A Conversation with Ed Broadbent

Ed Broadbent once told me that any great leader on the left must have two qualities.

First, they must have strength in their convictions. They must believe wholeheartedly in the cause, and be able to fall back on strong, authentic principles.

Secondly, they must have the ability to bring people into the fold. To gain people’s trust, and show them that their interests are our interests. To say yes, there is a place for them on the left.

After we had that conversation, and well after I had stopped freaking out about the fact that Ed Broadbent and I just had that conversation, I started to really think about it. Not just what he’d said, but about my own feelings on the matter as well.

For someone as young as myself, I’ve been around the block a couple times when it comes to left-wing leadership, and leadership more generally.  In the sixth grade, I tried my very best to win the end-of-year “Leadership” award, but to no avail. They saw fit instead to give me the “Drama” award instead, which… fair.

At the age of sixteen, I worked on my first election campaign, and I haven’t stopped since. I’ve worked for two members of Parliament and a city councillor. I’ve organized rallies, attended too many conferences to count, started activist campaigns, and fought tirelessly in defence of left-wing ideals on campus, in both formal and informal debates.

My last project, however, was probably the biggest undertaking of them all. My partner in crime, Davis Whittington-Heeney and I, recharged the NDP movement on our campus and turned our club into the largest campus NDP organization in the country – not to mention the largest social media presence too!

For a left-wing group on an aggressively liberal campus, we were fighting an up-hill battle. Somehow, that wasn’t the hardest part though.

More difficult was unlearning some of the bad habits that leaders on the left often fall into, or are subconsciously taught. As well, most of our energy was exhausted cleaning up and rebuilding a lot of lost time from previous years. I know that some people wont like to hear that, and I don’t particularly enjoy saying it either. But through all of this I’ve learned that the most difficult but important step to building better movements on the left, is not criticizing your opponents, but learning how to critique your friends.

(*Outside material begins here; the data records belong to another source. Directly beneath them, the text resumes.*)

PR #839, opened 2019-12-20
Some runtime optimizations

bjorn3:
* Don't force return value of call to stack
* Use load and store offsets instead of iadd_imm

```
Benchmark #1: ./main_before
  Time (mean ± σ):     13.579 s ±  0.186 s    [User: 13.567 s, System: 0.007 s]
  Range (min … max):   13.403 s … 14.002 s    10 runs
 
Benchmark #2: target/x86_64-unknown-linux-gnu/debug/main
  Time (mean ± σ):     12.314 s ±  0.033 s    [User: 12.297 s, System: 0.010 s]
  Range (min … max):   12.243 s … 12.350 s    10 runs
 
Summary
  'target/x86_64-unknown-linux-gnu/debug/main' ran
    1.10 ± 0.02 times faster than './main_before'
```

For comparison LLVM + debug mode:

```
Benchmark #1: target/debug/main
  Time (mean ± σ):      7.929 s ±  0.291 s    [User: 7.906 s, System: 0.013 s]
  Range (min … max):    7.589 s …  8.293 s    10 runs
```

### DIFF
--- a/src/abi/comments.rs
+++ b/src/abi/comments.rs
@@ -94,14 +94,14 @@ pub fn add_local_place_comments<'tcx>(
             align.abi.bytes(),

Something I’ve learned from being involved in many left-wing organizations is that we like to think of the very structure of our groups and the kind of people we support leading them, as being different (read: better) than the other guys. On some level, I do agree with that sentiment, and I think it speaks to Mr. Broadbent’s first point about left-wing leaders. The fact that we want our organizations to be accountable, democratic, and inclusive is something that we are and should be proud of.

But how do we reconcile that desire with the reality that the rest of the world doesn’t always jive with what our organizations look like? I often worry that we don’t prepare ourselves for that reality. Successful leaders, Mr. Broadbent among them, did not get anywhere by throwing up their hands in the face of this reality and saying “well too bad, it’s their fault they don’t get it, and it’s not my job to explain things.”

That’s where Mr. Broadbent’s second point comes in I feel. A good left-wing leader has the ability to work around the uncomfortable realities of the world, and show people exactly why the left has the tools to fix it. There’s no use in having good ideas if you can’t communicate them, and act on them from a position of influence.

I was lucky enough to have that conversation with Mr. Broadbent when I had a significant amount of time left as Co-President, and could then change some of the things I was doing and focus on different aspects of my leadership.

I started this blog because I want all of us on the left to start having those conversations. To start thinking about what kind of leaders we want to be. Now more than ever we have to get serious about proving to people that the left doesn’t just have the ideas to fix things, but the tools and skills to get it done.